**Task to carry out**
Please give back, word for word, each line from the start of the entries through the one in which "Trying to improve" is found.

Collected data entries
PR #2002, opened 2022-12-20
ui: uniform responsive checkbox

norwnd:
Trying to improve checkbox UX a bit in this PR, namely:
- define common style for checkbox-type inputs so that it is consistent across different forms (if necessary, particular form can adjust/redefine it ofc)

**Written response**
PR #2002, opened 2022-12-20
ui: uniform responsive checkbox

norwnd:
Trying to improve checkbox UX a bit in this PR, namely:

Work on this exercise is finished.